Wali Kota Pontianak Edi Rusdi Kamtono mengatakan, patroli rutin terus dilakukan bersama TNI, Polri, BPBD, Manggala Agni, serta instansi terkait untuk mendeteksi dan menangani titik api sejak dini.

"Kita sudah melakukan operasi patroli pencegahan. Kita bentuk tim dan melakukan penegakan hukum apabila terjadi kesengajaan membakar lahan yang menyebabkan bencana asap," ujar Edi usai memimpin Rapat Koordinasi Penanganan Karhutla bersama Forkopimda, Selasa (28/7/2026).

Edi mengungkapkan, satu lokasi kebakaran lahan di kawasan Jalan Perdana Ujung telah ditindaklanjuti. Lahan tersebut disegel dan pemiliknya sedang diproses sesuai ketentuan yang berlaku.

"Sudah satu titik di Jalan Perdana Ujung. Lahannya akan kita segel sampai pemiliknya kita proses, termasuk dikenakan denda," tegasnya.

Kepala BPBD Kota Pontianak RM Nasir menjelaskan, karhutla pada 2026 terjadi dalam dua periode, yakni Januari hingga Maret dan kembali muncul pada Juli.

Menurutnya, kondisi tersebut berbeda dibandingkan tahun-tahun sebelumnya yang umumnya hanya mengalami satu periode karhutla pada Agustus hingga September.

Nasir menyebut, hasil evaluasi penanganan karhutla pada awal tahun menjadi dasar perubahan strategi pemerintah dalam menghadapi potensi kebakaran lahan.

Saat ini, Pemkot Pontianak lebih mengedepankan langkah pencegahan, patroli intensif, edukasi masyarakat, serta penegakan hukum terhadap pelaku pembakaran lahan.

"Hasil evaluasi Januari sampai Maret menjadi dasar kami. Sekarang kami mengutamakan pencegahan dan pengenaan sanksi apabila ada yang membakar lahan," katanya.

Ia mengatakan upaya tersebut mulai menunjukkan hasil, terutama di Kecamatan Pontianak Utara yang sebelumnya menjadi salah satu wilayah dengan kebakaran cukup masif.

Sementara itu, potensi kebakaran masih menjadi perhatian di Kecamatan Pontianak Selatan dan Pontianak Tenggara.

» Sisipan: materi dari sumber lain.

Issue #3866, opened 2016-08-22
Add support for shm_size during image build also


pzrinscak:
I need to set shm_size during image build to build official Oracle database image.

With docker it would be like this

docker build --shm-size=1G

seanfdnn:
Concur. Just ran into this limitation myself.

PR #5116, opened 2017-08-18
Added shm_size to build-opts (issue #3866)

hoogenm:
Additional option for docker-compose to enlarge *shm-size during builds*. I hope this provides a solution to #3866. Is this option useful for the official compose package and the (next) compose 3.x format?

```
version: '3.5'

services:
  example:
    build:
      context: .
      shm_size: 100663296 # 96 MB
```
EDIT: memory units like k/m/g now supported as well. To be able to use the option, please use the (provisional) compose file format 3.5 *or* format 2.3.


shin-:
Thank you! I think this is useful, there's only a few things:

1. It's probably too late to add anything to the 3.4 format right now, as the 17.07 engine release has already had a few RCs and is code-frozen. We can add a tentative 3.5 format for now, and also add the option to the v2.3 format
2. You'll need to squash those commits into a single one :)
3. You can use [`compose.utils.parse_bytes`](https://github.com/docker/compose/blob/master/compose/utils.py#L142-L146) to support values with units

cc @dnephin for v3 schema stuff.

dnephin:
Thanks, opened https://github.com/docker/cli/issues/464 to track

hoogenm:
@shin- and @dnephin: thank you for your timely comments / opening the issue to track the PR! In the mean time, I have made serious efforts to add the `shm_size` build-option to 1) a newly added (provisional) 3.5 format, add the option to the v2.3 format, 2) squash my commits into one single commit, and 3) support values with units through `compose.utils.parse_bytes` as suggested (if an integer value is provided without a unit, it will still be interpreted as 'bytes').

hoogenm:
@shin- and @dnephin:

I noticed that in the mean time, in the official master branch, the compose-schema `3.4` is renamed to `3.4-beta`. I may need to update my PR. Would you like me to merge the `3.4-beta`-change into my PR (to resolve the conflict reported)? Do you expect the version number to stay `3.4-beta` at the time 1.17.0 will be released?

Note that I had also tentatively added a `3.5` format for the `shm_size`-*build* option as requested. Would you like me to add the `-beta` postfix to that version number as well? Or, alternatively, can I 'backport' the `shm_size` to the `3.4-beta` format, now that the `3.4-beta` *version/number* is explicitly marked as beta? Feel free to let me know.

shin-:
@hoogenm Sorry, I was away for a couple weeks. I think the next engine release is in code freeze at the moment and will include 3.4, so we should continue to target 3.5 as originally planned. @dnephin WDYT?

dnephin:
3.5 sounds right

shin-:
PR looks good to me. We might have to exclude 3.5 from the accepted list until it's frozen in an engine release, but that's outside the scope of this proposal.

hoogenm:
Thank you for the comments / feedback, I appreciate it.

"Berdasarkan hasil pemantauan, sebagian pemilik lahan di dua wilayah tersebut tidak berdomisili di lokasi sehingga pengawasannya menjadi lebih sulit," paparnya.

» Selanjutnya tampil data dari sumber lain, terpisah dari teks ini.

PR #5125, opened 2017-08-22
Fix --no-ansi flag not working properly

cecton:
I just realized while testing that the statuses have colors which are also control chars.


cecton:
hey @shin- ! I'm not sure how I manage to write such bad test the other day but I realized now that the 1.16.0rc1 has still issues with control characters.

I have improved the test to specifically test for control characters this time and also for testing without and without the noansi flag.

Sorry for the inconvenience!

shin-:
Thank you! Closing via #5133

Issue #5062, opened 2017-07-28
Docker Compose "images" prints the registry port in the wrong column


AnthonyMastrean:
If I have a Docker image reference including a full registry host name and port

```
example.com:8443/example
```

It's not displayed properly in the images table

```
$ docker-compose images
   Container         Repository       Tag         Image Id       Size
----------------------------------------------------------------------
example_example_1   example.com   8443/example   abcdef123456   173 MB
```

shin-:
That's not actually a valid image reference - it'd need to follow the `<host>/<namespace>/<repo>` convention.

Even so, that data is retrieved from the engine API, so it's not a Compose bug. You would see the same issue in the output of `docker inspect example_example_1`

AnthonyMastrean:
OK, I'll take the report over to the docker/docker repository. I'm able to push and pull with just the registry host name, is it possible my registry (Nexus) is rewriting the URL behind the scenes or is the Docker API just being flexible?

I'll try the same with the proper image reference, too.

tossmilestone:
@shin- I think this is a Compose bug, and I have create a pull request to fix it, PTAL.

PR #5130, opened 2017-08-24
Fix 'images' prints wrong tag

tossmilestone:
Fixed issue #5062

Signed-off-by: He Xiaoxi <tossmilestone@gmail.com>


shin-:
Thank you for calling it out! I went with a slightly different, more concise approach in #5132

PR #5136, opened 2017-08-25
Add bash completion for `--no-ansi`

albers:
This adds bash completion for #5093.

Also added a comment to make clear why there are two places where global options are defined.

Please add this to _v1.16.0_ as the corresponding feature is added in that release.


shin-:
Thank you @albers !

Meski demikian, BPBD memastikan setiap titik api yang muncul dapat segera ditangani. Berdasarkan laporan BMKG, hingga saat ini Kota Pontianak masih tercatat nol hotspot karena setiap kemunculan api berhasil dipadamkan sebelum berkembang menjadi titik panas yang terdeteksi satelit.

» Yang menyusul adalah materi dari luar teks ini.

PR #5186, opened 2017-09-12
Make result of docker-compose config with order

denverdino:
Signed-off-by: Li Yi <denverdino@gmail.com>

In current implementation, the config is using the dict, so the order for the result of ```docker-compose config``` is not ensured. 

In this PR, we replace the dict with OrderedDict, so we can make the result of docker-compose config consistent with the original template

### DIFF
--- a/compose/config/config.py
+++ b/compose/config/config.py
@@ -7,6 +7,7 @@ import os
 import string
 import sys
 from collections import namedtuple
+from collections import OrderedDict
 
 import six
 import yaml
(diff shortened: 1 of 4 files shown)


ijc:
Hi @denverdino, I'm sorry noone looked at this at the time.

Is the issue you were solving with these changes still present?

I tried with:
```yaml
web:
  build: .
  links:
    - consul
    - postgres
    - redis
  environment:
    - FOO=BAR
    - ABC=DEF
    - XYZ=XYZ

consul:
  image: consul:latest
postgres:
  image: postgres:latest
redis:
  image: redis:latest
```

and then `docker-compose -f 5186.yaml config` is producing the exact same output every time, so things don't appear to be being obviously reordered each time. OTOH I don't really see where in the code this is being arranged.

ulyssessouza:
Stale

Untuk memperkuat pengawasan menjelang puncak musim kemarau pada Agustus, BPBD mendirikan dua posko pemantauan.

Posko pertama berada di kawasan Merindu Alam untuk mengawasi wilayah Pontianak Selatan dan Pontianak Tenggara. Sementara posko kedua berada di Masjid Al Ihsan, Budi Utomo, untuk memantau wilayah Pontianak Utara.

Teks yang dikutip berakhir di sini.